HOW TO COMPLETE THIS TASK:
Look through the material below for "hifi". Copy every line that contains it.

SOURCE MATERIAL:
PR #7474, opened 2016-03-25
Drop network data after processing

zzmp:
See #7467. It was reverted, as it passed a const-ref in a signal which then went out of scope.
This passes a const in the signal instead, so it is copied into the Qt signal/slot framework.

### DIFF
--- a/libraries/animation/src/AnimNodeLoader.cpp
+++ b/libraries/animation/src/AnimNodeLoader.cpp
@@ -611,7 +611,7 @@ AnimNode::Pointer AnimNodeLoader::load(const QByteArray& contents, const QUrl& j
     return loadNode(rootVal.toObject(), jsonUrl);
 }
 
-void AnimNodeLoader::onRequestDone(const QByteArray& data) {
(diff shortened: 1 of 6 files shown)


hifi-gustavo:
Build console output for commit: aad40f5de0d1e152c20ba060f242610e0713cf33 available at: https://gist.github.com/088ec2bec6be99a9a45d<br/><br/>Installers available for download at: <br/>Windows: http://s3.amazonaws.com/hifi-public/pr-builds/HighFidelity-Alpha-PR7474.exe<br/>OS X: http://s3.amazonaws.com/hifi-public/pr-builds/HighFidelity-Alpha-PR7474.dmg

zzmp:
General smoke test.

PhilipRosedale:
testing

PhilipRosedale:
looks fast on visiting/re-visiting multiple domains, all seems to be there.

samcake:
Trying To Revert in order to address a bug that started showing with it

samcake:
And i m going to think twice here, i don;t think this is the reason for the bug, looking at bugSplach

ANSWER SECTION:
hifi-gustavo:
Build console output for commit: aad40f5de0d1e152c20ba060f242610e0713cf33 available at: https://gist.github.com/088ec2bec6be99a9a45d<br/><br/>Installers available for download at: <br/>Windows: http://s3.amazonaws.com/hifi-public/pr-builds/HighFidelity-Alpha-PR7474.exe<br/>OS X: http://s3.amazonaws.com/hifi-public/pr-builds/HighFidelity-Alpha-PR7474.dmg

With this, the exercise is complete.